Diagnosis hinges on the demonstration of an eosinophilic exudate without another underlying cause. Other possible causes include:

• infections (bacterial, fungal, protozoal), which are excluded with cytology and microbiology
• parasitic disease (lungworm, heartworm), which are excluded through anthelmintic use history (as in this case) or faecal analysis, which must include Baermann sedimentation
• neoplasia, which should be excluded cytologically

The signalment and presentation is characteristic and should raise suspicion for this disease, and thus direct the therapeutic investigations. This suspicion is further heightened in the presence of a peripheral eosinophilia, which is present in 50% to 60% of cases, including this one.

An interesting differential in this case was Pneumocystis, a fungal obligate parasite that has been recorded to cause respiratory disease with a particular predisposition in young cavalier King Charles spaniels.

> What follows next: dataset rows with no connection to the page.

Issue #1108, opened 2018-06-14
French corpus and configuration errors


missuniverse:
I discovered many errors in the french corpus relating to the punctuation & duplicates.

There's also a good amount of errors related to the gender of words in the configuration files that use french language.

I will propose a pull request shortly that will address those issues.
@mikehenrty

missuniverse:
My mistake, canadian french is different then french from france.

PR #1109, opened 2018-06-14
Correction of french corpus and config

missuniverse:
Corrections on the french text and sentences in both the corpus and the configs.
@mikehenrty 

Related to #1108

### DIFF
--- a/server/data/fr/ofis_publik_ar_brezhoneg.txt
+++ b/server/data/fr/ofis_publik_ar_brezhoneg.txt
@@ -1,5 +1,4 @@
 10 personnes.
-10 personnes.
 12 % des enfants de la commune de Plouvien sont scolarisés dans la filière bilingue.
 22 octobre.
 300 phrases anglaises de base.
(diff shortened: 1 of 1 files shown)


mikehenrty:
@lissyx, would you mind have a look at this?

lissyx:
I'm not sold on the "de" to "de la", that feels weird when reading. the diff of breton is waaay to big to be manually reviewed on github, it looks like it's completely different file :(

missuniverse:
@lissyx Concerning the use of feminine for the country names, this is a dictionary reference:
http://www.larousse.fr/encyclopedie/departement/Guadeloupe_971/122457
https://www.larousse.fr/dictionnaires/francais-espagnol/Guadeloupe/100852
According to the dictionary, we should be using "de la" instead of "de".

Also, for the second file, there was over 500 duplicates and I had to change the order of the text to remove the duplicates, which is why it looks so different.

lissyx:
Looking at each diff, even the one removing duplicates add a lot of new strings, it's hard to check.

lissyx:
@missuniverse Your links to larousse does not give anything, while for instance I find https://fr.wikipedia.org/wiki/Fran%C3%A7ais_de_C%C3%B4te_d%27Ivoire

lissyx:
@TheoChevalier any opinion there ?

TheoChevalier:
Omitting the pronoun doesn’t make the noun masculine, so I disagree with this change and I suggest we keep the current translations.
We say `Je parle le français de France`, not `Je parle le français de la France`.

missuniverse:
@lissyx 
I'll just say this as a comment, irony:
image

I guess it depends on where your from that it sounds right or not.

lissyx:
Yes, please, and can you also make the other changes more readable ?

missuniverse:
@mikehenrty @lissyx I removed the config file changes, but concerning making the changes more readable, the only way would be if someone sorted the original file, then the diff would be way easier to understand. But otherwise I don't know how I can make it more readable.

lissyx:
@missuniverse you just gave the solution yourself, rebase and sort it before doing your changes :-)

missuniverse:
@lissyx I adjusted the pull request like you said.

server/data/fr/ofis_publik_ar_brezhoneg.txt
```diff
@@ -12,200 +11,180 @@
 Absolument identique.
 Absolument nulle part.
 À cause de cela.
-À cause de quoi ?
+À cause de quoi?
```
lissyx: This is wrong.

server/data/fr/ofis_publik_ar_brezhoneg.txt
```diff
@@ -12,200 +11,180 @@
...
 à ce propos.
 À certains endroits.
 À certains endroits il y a des manques.
 À ce soir.
-à ce sujet.
-à cette époque, les gens n'avaient pas beacoup de temps libre.
+À ce sujet.
```
lissyx: Wrong as well

server/data/fr/ofis_publik_ar_brezhoneg.txt
```diff
@@ -12,200 +11,180 @@
...
 À gauche.
 Ah, bon.
-Ah, c'est bon !
-Ah ! Tu es étais là ?
-à huit heures je suis rentré à la maison.
-aimes.
-aimez.
-aimons.
+Ah, c'est bon!
+Ah! Tu es étais là?
```
lissyx: Wrong and wrong, you remove spaces

missuniverse:
@lissyx To my knowledge there is no accepted use of a space before a punctuation mark at the end of a sentence in french. Same thing for the capital, all sentences have them at the start.
@TheoChevalier Is this a thing in france or only in canada?

TheoChevalier:
Yes, we must use non-breaking spaces in this context.
I believe removing them is specific to fr-CA.

You can learn more in our international French styleguide https://github.com/mozfr/besogne/wiki/Guide-stylistique-pour-la-traduction#Rgles_typographiques

missuniverse:
Closing pull request, seems like it was my mistake.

Typically, weight loss occurs in this condition without necessarily a loss of appetite, and most commonly the inflammation is neutrophilic or mixed in nature.

Treatment for eosinophilic bronchopneumopathy is immunosuppressive corticosteroids that should be weaned over four to six months, in a similar fashion to other immune-mediated diseases.

Prognosis

The prognosis is variable, with the most significant factor being the involvement of other organ systems in the eosinophilic reaction.

While the abdominal discomfort raised the concern of visceral involvement, in this case the normal blood work and abdominal imaging make this unlikely.

Most cases restricted to the lungs have a good long‑term prognosis, making this a rewarding disease to treat.

Of course, not every case resolves as planned, and owners should always be warned of the risk of relapse and the possible need for long-term immunosuppression, potentially including steroid-sparing agents.

This patient showed a strong initial response to therapy. This is encouraging, and it is hoped he will follow a typical path and make a complete recovery as the prednisolone is gradually withdrawn over the coming months.